Look for "https" in the listing below. Gather each line that contains it.
[Opening DATA RECORDS section]
PR #3730, opened 2025-01-05
fix(core,graphcache): Update optional graphql types with TS 5.5 compatible switch

### LINKED ISSUE #3724: graphql is not declared as peer dependency
### Describe the bug

`graphql` is not declared as a peer dependency neither for the `urql` package nor `@urql/core`.  While it happens to work with npm and pnpm because of the fs lookup, it breaks for yarn pnp.

While so far, for me, the only thing that broke was the type inference because all graphql types will fallback to any, there is runtime code also which won't work at all.

Solution:
`@urql/core` and all packages that rely on it must have graphql as required peer dependency.

### Reproduction

.

### Urql version

v4.2.1

### Validations

andreisergiu98:
Resolves #3724

## Summary

1. TypeScript changed the behaviour of "unresolved" any from 5.5 so doing `type Doc = OrNever<UnresolvedType> | LocalType` will always be any.
2. Without `graphql` as optional peer dependency in `@urql/core`, `graphql.web` will be unable to resolve it when using a strict package manager like Yarn Berry.

Both problems are covered by #3724 

## Set of changes

1. Changed OrNever to 
```typescript
type OrNever<T> = void extends T ? never : T;
```
Which is compatible with both newer and older TypeScript versions.

2. Added `graphql` as optional peer dependency for packages that are using `graphql.web`

As a sidenote, there is a `graphql` import without fallback in `urql/packages/preact-urql/src/hooks/useRequest.ts` that will also break inference, but I am not sure how would you like to handle that.

### DIFF
--- a/exchanges/graphcache/package.json
+++ b/exchanges/graphcache/package.json
@@ -66,6 +66,7 @@
     "@urql/core": "^5.0.0"
   },
   "dependencies": {
+    "@0no-co/graphql.web": "^1.0.13",
     "@0no-co/graphql.web": "^1.0.5",
     "@urql/core": "workspace:^5.1.1",
     "wonka": "^6.3.2"
--- a/exchanges/graphcache/package.json
+++ b/exchanges/graphcache/package.json
@@ -67,7 +67,6 @@
   },
   "dependencies": {
     "@0no-co/graphql.web": "^1.0.13",
-    "@0no-co/graphql.web": "^1.0.5",
     "@urql/core": "workspace:^5.1.1",
     "wonka": "^6.3.2"
   },
--- a/.changeset/old-ears-hunt.md
+++ b/.changeset/old-ears-hunt.md
@@ -1,0 +1,6 @@
+---
+'@urql/exchange-graphcache': patch
+'@urql/core': patch
+---
+
+Fix compatibility with Typescript >5.5 (See: https://github.com/0no-co/graphql.web/pull/49)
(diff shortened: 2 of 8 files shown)


andreisergiu98:
Might be an idea to wait for this release https://github.com/0no-co/graphql.web/pull/50 and also include a version bump with this PR.

exchanges/graphcache/package.json
```diff
@@ -63,10 +63,16 @@
     "prepublishOnly": "run-s clean build"
   },
   "peerDependencies": {
-    "@urql/core": "^5.0.0"
+    "@urql/core": "^5.0.0",
+    "graphql": "^14.0.0 || ^15.0.0 || ^16.0.0"
```
kitten, line 67: Hm, I understand that Yarn PnP may have problems here, but since this is a typings change, I'm not sure it'll actually be of huge concern, especially since there's overlap here with what `graphql.web` does.

I'm a little concerned that this change would cause other package managers (or also Yarn Berry) to install `graphql` automatically. The problem is that peers have changed in how they're treated by package managers a lot recently, and auto-installations are now a thing, and this might now have the unintended side-effect of always installing `graphql`, even if it's marked as optional.

I think it'd be nice to split this out and only port the typings change for now. Happy to go ahead and make that change, since I dropped the ball on getting the main typings fix in first

andreisergiu98: > I think it'd be nice to split this out and only port the typings change for now. Happy to go ahead and make that change, since I dropped the ball on getting the main typings fix in first

That makes sense. You can go ahead and close this PR then.

I'll test the inference again after the typing fix is released. If it's still not working, though as you said there should be sufficient overlap, then I'll open another PR with the peer dependency change. My understanding is that if it's also an optional one package managers won't auto install it, but I'll need to do some digging to confirm that.

kitten (approved):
[Closing DATA RECORDS section]
** FINISHED TASK **
+Fix compatibility with Typescript >5.5 (See: https://github.com/0no-co/graphql.web/pull/49)
Might be an idea to wait for this release https://github.com/0no-co/graphql.web/pull/50 and also include a version bump with this PR.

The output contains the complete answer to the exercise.